** Source data follows **

PR #3, opened 2016-05-01
add fb_dnsmasq cookbook

davide125:
This adds a cookbook to manage dnsmasq using the attribute-driven API. It's a rework of an unpublished cookbook I've been running at home for a while. Tested only on Debian, but it should work fine on other distros as there's nothing Debian-specific in it.

### DIFF
--- a/.kitchen.yml
+++ b/.kitchen.yml
@@ -34,4 +34,6 @@ provisioner:
 
 suites:
   - name: default
-    run_list: recipe[fb_init_sample]
+    run_list:
+      - recipe[fb_init_sample]
+      - recipe[fb_dnsmasq]
--- a/cookbooks/fb_dnsmasq/README.md
+++ b/cookbooks/fb_dnsmasq/README.md
@@ -1,0 +1,40 @@
+fb_dnsmasq Cookbook
+====================
+This cookbook installs and configures dnsmasq, a small caching DNS proxy and
+DHCP/TFTP server.
+
+Requirements
+------------
+
+Attributes
+----------
+* node['fb_dnsmasq']['config']
+
+Usage
+-----
+Include `fb_dnsmasq` in your runlist to install dnsmasq and enable its service.
+Configuration can be customized using `node['fb_dnsmasq']['config']` according
+to the [upstream documentation](http://www.thekelleys.org.uk/dnsmasq/docs/dnsmasq-man.html). Example:
+
+    node.default['fb_dnsmasq']['config'] = {
+      'dhcp-authoritative' => nil,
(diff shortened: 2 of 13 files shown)


fb_dnsmasq/recipes/default.rb
```diff
@@ -0,0 +1,41 @@
...
+# This source code is licensed under the BSD-style license found in the
+# LICENSE file in the root directory of this source tree. An additional grant
+# of patent rights can be found in the PATENTS file in the same directory.
+#
+
+package 'dnsmasq' do
+  action :upgrade
+end
+
+template '/etc/ethers' do
```
jaymzh: oh this seems... *terrible*. /etc/ethers is a real thing, and while having dnsmasq read it is one thing, this cookbook CERTAINLY shouldn't write it. Feel free to make an fb_ethers akin to fb_hosts...  but certainly just because I don't want dnsmasq to USE /etc/ethers doesn't mean I want to DELETE it. other things use it

davide125: Ah interesting, I did not know this was a general purpose thing, but you're right. I'll spin this out into a `fb_ethers` cookbook.

.kitchen.yml
```diff
@@ -34,4 +34,6 @@ provisioner:
 
 suites:
   - name: default
-    run_list: recipe[fb_init_sample]
+    run_list:
```
jaymzh: you're missing a "  - " here

fb_dnsmasq/attributes/default.rb
```diff
@@ -0,0 +1,13 @@
...
+#
+# Copyright (c) 2016-present, Facebook, Inc.
+# All rights reserved.
+#
+# This source code is licensed under the BSD-style license found in the
+# LICENSE file in the root directory of this source tree. An additional grant
+# of patent rights can be found in the PATENTS file in the same directory.
+#
+
+default['fb_dnsmasq'] = {
```
jaymzh: at the very least you need an enable/disable option here.

jaymzh:
you also need a rebase.

.kitchen.yml
davide125: nope, kitchen is weird: see https://docs.chef.io/config_yml_kitchen.html

goncalopereira: oh yes name and run_list are both at the same level inside the list (list item start represented by the '-') https://en.wikipedia.org/wiki/YAML#Basic_components_of_YAML

In Json it would be something like:

`[{name: 'default',run_list: ['recipe[fb_init_sample]']}]`

PR #4, opened 2016-05-01
add fb_p910nd cookbook

davide125:
This adds a cookbook to manage p910nd using the attribute-driven API. It's a rework of an unpublished cookbook I've been running at home for a while. Tested only on Debian, but it should work fine on Ubuntu too as the package there is exactly the same.

### DIFF
--- a/fb_p910nd/README.md
+++ b/fb_p910nd/README.md
@@ -1,0 +1,24 @@
+fb_p910d Cookbook
+====================
+This cookbook installs and configures p910nd, a lightweight print server.
+
+Requirements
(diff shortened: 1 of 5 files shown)


davide125:
Not sure why foodcritic is failing here:
`FC019: Access node attributes in a consistent manner: fb_p910nd/attributes/default.rb:11`

jaymzh:
This doesn't fall into the scope of what we keep in this repo. Instead, feel free to send a pullrequest to UNIVERSE.md to point to your own repo.

PR #23, opened 2016-09-16
Undo recent fixes that are breaking syncing.

jaymzh:
Will redo this for the sync.


jaymzh:
This will break tests... I know.

PR #30, opened 2016-10-26
Adding few more node functions

rameshshihora:
Please review.


jaymzh:
@rameshshihora  - your tests are failing...

but you should make this diff internally anyway, that way we don't have to import/export it for you.

PR #32, opened 2016-11-09
Remove reference to oncalls from public doc

elthariel:
Hi oscore :),

Was just browsing the repo, considering using some of this stuff for my own infra and came accross a reference to the chef oncall, which probably shouldn't be laying around open source code.

Signed-off-by: Julien 'Lta' BALLET <contact@lta.io>

### DIFF
--- a/cookbooks/fb_fstab/README.md
+++ b/cookbooks/fb_fstab/README.md
@@ -35,7 +35,6 @@ add whatever filesystems you would like mounted and `fb_fstab` will, for each
 entry in the hash:
 * populate `/etc/fstab` for you
 * create the `mount_point` (but not parents) if it doesn't exist
-  (if you need parents created, please file a task against chef oncall)
 * mount the filesystem
 
 ### Global Options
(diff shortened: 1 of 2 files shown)


jaymzh:
It's telling you that because you're an ex-employee and thus the tool can't overwrite the existing CLA with a new one. Which requires sending in a physically signed paper - cla@ can help, but since this is simply 2 line comment change, we'll call it "obvious fix" and merge it.

elthariel:
Yeah, I assumed it was something along those lines, I've send them an email.

Thx

jaymzh:
OK I was an idiot and merged this here instead of telling the bot to do it and it broke things so I had to revert it. I'm going to inquire about if I can make the bot pull in a closed PR, but if you wanna send another PR I'll do it right... and/or I can just make a PR and say @elthariel  was the original author...

jaymzh:
Alright I was able to make a diff that got sync'd as you. We're all good. :)

elthariel:
Haha, shit happens :) but don't worry about it, it's just 2 lines.

PR #33, opened 2016-12-08
Determine configuration and sites folder paths based on Apache versio…

skywalk7:
Major changes:
1. Support for Apache 2.4 on Debian platform, so we can put configuration and sites into correct folder.
2. Default sites sometimes conflicts with applying configuration, so adding flag to delete those.

### DIFF
--- a/cookbooks/fb_apache/attributes/default.rb
+++ b/cookbooks/fb_apache/attributes/default.rb
@@ -105,6 +105,7 @@ default['fb_apache'] = {
     'rewrite' => 'mod_rewrite.so',
     'setenvif' => 'mod_setenvif.so',
     'speling' => 'mod_speling.so',
+    'ssl' => 'mod_ssl.so',
     'status' => 'mod_status.so',
     'substitute' => 'mod_substitute.so',
     'suexec' => 'mod_suexec.so',
--- a/cookbooks/fb_apache/recipes/default.rb
+++ b/cookbooks/fb_apache/recipes/default.rb
@@ -10,20 +10,51 @@
 # of patent rights can be found in the PATENTS file in the same directory.
 #
 
-confdir = value_for_platform_family(
-  'rhel' => '/etc/httpd/conf.d',
-  'debian' => '/etc/apache2/conf.d',
-)
+apache_version =
+  case node['platform_family']
+  when 'debian'
+    case node['platform']
+    when 'ubuntu'
+      node['platform_version'].to_f >= 13.10 ? '2.4' : '2.2'
+    when 'debian'
+      node['platform_version'].to_f >= 8.0 ? '2.4' : '2.2'
+    else
+      '2.4'
+    end
+  when 'rhel'
+    node['platform_version'].to_f >= 7.0 ? '2.4' : '2.2'
+  end
+
+confdir =
+  case node['platform_family']
+  when 'rhel'
+    '/etc/httpd/conf.d'
+  when 'debian'
+    case apache_version
+    when '2.2'
+      '/etc/apache2/conf.d'
+    when '2.4'
+      '/etc/apache2/conf-enabled'
+    end
+  end
 
 sitesdir = value_for_platform_family(
   'rhel' => confdir,
   'debian' => '/etc/apache2/sites-enabled',
 )
 
-moddir = value_for_platform_family(
-  'rhel' => '/etc/httpd/conf.modules.d',
-  'debian' => '/etc/apache2/modules-enabled',
-)
+moddir =
+  case node['platform_family']
+  when 'rhel'
+    '/etc/httpd/conf.modules.d'
+  when 'debian'
+    case apache_version
+    when '2.2'
+      '/etc/apache2/modules-enabled'
+    when '2.4'
+      '/etc/apache2/mods-enabled'
+    end
+  end
 
 sysconfig = value_for_platform_family(
   'rhel' => '/etc/sysconfig/httpd',


cookbooks/fb_apache/recipes/default.rb
```diff
@@ -81,6 +97,16 @@
   notifies :restart, 'service[apache]'
 end
 
+# Remove default sites
+node['fb_apache']['default_sites'].each do |site|
+  file "#{sitesdir}/#{site}" do
+    action :delete
+    force_unlink true
+    notifies :restart, 'service[apache]'
+    not_if node['fb_apache']['default_sites_enabled']
```
jaymzh: That'll get interpreted as a string and thus always true. `not_if { ...}`

cookbooks/fb_apache/recipes/default.rb
```diff
@@ -81,6 +97,16 @@
   notifies :restart, 'service[apache]'
 end
 
+# Remove default sites
+node['fb_apache']['default_sites'].each do |site|
```
jaymzh: This isn't runtime safe and doesn't follow our model. If people can't modify it after this cookbook, it won't fly.

cookbooks/fb_apache/recipes/default.rb
```diff
@@ -10,20 +10,36 @@
...
-confdir = value_for_platform_family(
-  'rhel' => '/etc/httpd/conf.d',
-  'debian' => '/etc/apache2/conf.d',
-)
+confdir =
+  case node['platform_family']
+  when 'rhel'
+    '/etc/httpd/conf.d'
+  when 'debian'
+    case node['fb_apache']['version']
```
jaymzh: This isn't a runtime-safe API.

cookbooks/fb_apache/attributes/default.rb
```diff
@@ -18,6 +33,15 @@
 auth_core_suffix = node.centos6? ? 'default' : 'core'
 
 default['fb_apache'] = {
+  'default_sites_enabled' => true,
+  'default_sites' => [
```
jaymzh: I don't think we should do this at all. The whole point of the model we have is all the sites are in one file managed by the cookbook. We should wholesale remove everything from sites-enabled other than our file.

cookbooks/fb_apache/attributes/default.rb
```diff
@@ -9,6 +9,21 @@
 # of patent rights can be found in the PATENTS file in the same directory.
 #
 
+default['fb_apache']['version'] =
```
jaymzh: this wont' work - we overwrite the entire hash below.

cookbooks/fb_apache/attributes/default.rb
skywalk7: I agree. What is the best way to purge unmanaged files from directory? remote_directory doesn't work because of template...

jaymzh: I'd do:

```
Dir.new(sites_dir).each do |entry|
  next if ['.', '..', 'fb-sites.cfg'].include?(entry)
  file entry do
    action :delete
  end
end
```

jaymzh: (psuedo-code, haven't tested it)

cookbooks/fb_apache/metadata.rb
```diff
@@ -4,6 +4,7 @@
 license 'BSD'
 description 'Installs/Configures Apache'
 source_url 'https://github.com/facebook/chef-cookbooks/'
+issues_url 'https://github.com/facebook/chef-cookbooks/issues'
```
jaymzh: please keep this consistent with the rest of our cookbooks. Since issues URL is consistent with the source_url we have only defined one.

cookbooks/fb_apache/recipes/default.rb
```diff
@@ -81,6 +112,16 @@
   notifies :restart, 'service[apache]'
 end
 
+# Remove unmanaged sites
+::Dir.glob("#{sitesdir}/*").reject {|e| ::File.directory?(e)}.each do |entry|
+  next if ['fb_sites.conf', 'fb_apache.conf'].include?(::File.basename(entry))
```
jaymzh: We can't do this if confdir and sitesdir are the same because we'll nuke the ssl.conf and php.conf and stuff that comes with the package and sets some sane defaults... doing this on Debian is clearly a good call though.

cookbooks/fb_apache/metadata.rb
skywalk7: I've missed `scripts/run_foodcritic` and fixed foodcritic warning. I will rollback change.

cookbooks/fb_apache/recipes/default.rb
jaymzh: You don't, but you do need:

```
Listen 443 https
SSLSessionCache         shmcb:/run/httpd/sslcache(512000)
SSLSessionCacheTimeout  300
SSLRandomSeed startup file:/dev/urandom  256
SSLRandomSeed connect builtin
SSLCryptoDevice builtin
```

Or for php:

```
<FilesMatch \.php$>
    SetHandler application/x-httpd-php
</FilesMatch>
AddType text/html .php
DirectoryIndex index.php
php_value session.save_handler "files"
php_value session.save_path    "/var/lib/php/session"
```

Without which PHP basically doesn't work... and the distro keeps this stuff up-to-date. @davide125  and I had talked about nuking this stuff and making people put it in their `node['fb_apache']['extra_configs']` but it seemed a bit excessive...

skywalk7:
I've removed controversial part, so we can move forward. There should be better non-disruptive and uniform approach to the issue.

jaymzh:
Will import/test/land. It'll get sync'd back out as you.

** End of Source data **

[Exercise requirements]
Where a line in the records above contains the word "lines", copy that line.

[The answer]
Yeah, I assumed it was something along those lines, I've send them an email.
Haha, shit happens :) but don't worry about it, it's just 2 lines.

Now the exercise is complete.